The Kurds held on to the Foreign Ministry today, with Hoshyar Zebari continuing in a national role he has played well. Tariq al Hashemi and Adel Abdul Mehdi got nothing and will presumably try to hold on to their “vice presidencies,” which have lost any semblance of power under the constitution, as has the presidency. Allawi is presumably slated for the chairmanship of the still to be created National Council for Security Policy, or whatever they will call it.

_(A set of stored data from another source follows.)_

PR #1292, opened 2024-03-03
low memoption wave2

hach1yon:
## What Changed
I have implemented low memory mode.
- You can use low memory mode if you set true to is_low_memory.
    - `stored_static.is_low_memory = true`

## remained
* I haven't added low memory mode to command line option so we have to do it in another PR.
* The following features are disabled in low memory option.
   * sort timeline log
   * remove duplicate log 
       * As well as sorting timeline log, it's difficult to remove duplicate log. This is because it's necessary to load all the timeline logs in order to remove dupplicate log.
* I changed analysis_file() in main.rs in order to supress warning but we can do it better.

## Evidence

Please describe the functionality gained by merging this pull-request and the evidence that the bug has been fixed.

### DIFF
--- a/src/afterfact.rs
+++ b/src/afterfact.rs
@@ -406,9 +406,7 @@ fn init_writer(stored_static: &StoredStatic) -> AfterfactWriter {
             .quote_style(QuoteStyle::Never)
             .from_writer(target),
         Action::CsvTimeline(_) => WriterBuilder::new()
-            .delimiter(b'\n')
-            .double_quote(false)
-            .quote_style(QuoteStyle::Never)
+            .quote_style(QuoteStyle::NonNumeric)
             .from_writer(target),
         _ => panic!("unknown action is specified!!"),
     };
--- a/src/afterfact.rs
+++ b/src/afterfact.rs
@@ -72,6 +72,13 @@ pub struct AfterfactInfo {
     pub rule_title_path_map: HashMap<CompactString, CompactString>,
     pub rule_author_counter: HashMap<CompactString, i128>,
     pub timestamps: Vec<i64>,
+    pub has_displayed_header: bool,
+    pub detected_rule_files: HashSet<CompactString>,
+    pub detected_rule_ids: HashSet<CompactString>,
+    pub detected_computer_and_rule_names: HashSet<CompactString>,
+    pub author_list_cache: HashMap<CompactString, Nested<String>>,
+    pub prev_message: HashMap<CompactString, Profile>,
+    pub prev_details_convert_map: HashMap<CompactString, Vec<CompactString>>,
 }
 
 struct InitLevelMapResult(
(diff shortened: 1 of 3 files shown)


hach1yon:
@YamatoSecurity 
Could you check low memory option with very big event log?
You can enable low memory option if you uncomment the following line.
https://github.com/Yamato-Security/hayabusa/pull/1292/commits/d98e4903d8f2404cdea2250b11ffc2134d88b939#diff-42cb6807ad74b3e201c5a7ca98b911c5fa08380e942be6e4ac5807f8377f87fcR81

YamatoSecurity:
@hach1yon Thanks so much! I will do some testing on 130 GB logs. It will take some time so please give me 2-3 days to test.

fukusuket (approved):
I confirmed the following improvements using baseline-evtx data!
It's a great improvement!! LGTM!!🚀 

This PR
```
Elapsed time: 00:10:53.72
...
Rule Parse Processing Time: 00:00:01.870
Analysis Processing Time: 00:10:51.686
Output Processing Time: 00:00:00.114
...
heap stats:     peak       total       freed     current        unit       count
  reserved:     2.0 GiB     2.0 GiB     0           2.0 GiB
```

2.13.0
```
Elapsed time: 00:10:42.375
...
Rule Parse Processing Time: 00:00:01.859
Analysis Processing Time: 00:09:15.389
Output Processing Time: 00:01:25.121
...
heap stats:     peak       total       freed     current        unit       count
  reserved:    20.0 GiB    20.0 GiB     0          20.0 GiB
```
(In addition, I confirmed that there were no differences other than the count conditions:))

YamatoSecurity:
@hach1yon Is it possible to still support count rules with low memory mode? or do you think that it would significantly increase memory usage? If possible it would still be nice to support count rules in low memory mode. (Maybe add another option to enable count rules?)

hach1yon:
> @hach1yon Is it possible to still support count rules with low memory mode? or do you think that it would significantly increase memory usage? If possible it would still be nice to support count rules in low memory mode. (Maybe add another option to enable count rules?)

@YamatoSecurity 
Oh, I'm sorry that I don't know count rules feature. Is it existing feature or new feature?

YamatoSecurity:
@hach1yon The count rules are the ones with `| count` ( https://github.com/Yamato-Security/hayabusa-rules?tab=readme-ov-file#aggregation-conditions-count-rules ) You are the one who implemented this feature a long time ago. :smile:
Most of the count rules are marked as unsupported or deprecated so you can test the difference in detections with:
`./target/release/hayabusa csv-timeline -d ../hayabusa-sample-evtx  -w --debug -u -D -C -o test.csv`
against the [hayabusa-sample-evtx](https://github.com/Yamato-Security/hayabusa-sample-evtx) repository.
When I tested **without** low-memory-mode it found `645` unique detections, but **with** low-memory-mode `636` unique detections so it would be nice to still be able to detect the same amount.

YamatoSecurity:
@hach1yon 
If somebody puts in a very large timeframe for the count rule and there are many logs then I think there might be a noticeable increase in memory but most rules only look for logs in a 5 minute timespan, etc.. so I don't think it should consume too much memory as long as memory is freed after the timespan is over and there is no rule match.

hitenkoku (approved):
LGTM

hach1yon:
@YamatoSecurity 
I'll check it.

hach1yon:
@YamatoSecurity 
I fixed codes so that count rule logs are showed in low memory option.  Could you check?

YamatoSecurity (approved):
@hach1yon LGTM! I tested 130GB of data and it does the same detection as 2.13.0.
Memory usage went down from 106 GB to 5.3 GB and processing time decreased from 5 hours 12 minutes to 4 hours 45 minutes so both are really great improvements. Thank you for this!

PR #1313, opened 2024-03-16
update logo

YamatoSecurity:
I updated the logo to single pipes because they display cleaner on certain monitors.


hitenkoku (approved):
LGTM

Overall, it seems to me that this government is leaning in the direction of marginally more competence, less sectarianism and more Iraqi nationalism, with some obvious individual exceptions. Not a bad reflection of the spirit of the election results, despite the lack of women and minorities. Hats off to Maliki, if he continues in the same overall direction in naming people to the remaining empty slots, and adds some women and minorities to boot.
Iran: still hope for an enrichment agreement
As I’ve been keen on the idea of an enrichment agreement with Iran, one that would allow Iran to exercise its “right” to enrich but limit the extent and quantity, the question arises: how might the appointment of Ali Akbar Salehi, the head of Iran’s Atomic Energy Organization, as Acting Foreign Minister affect the prospects for such an agreement?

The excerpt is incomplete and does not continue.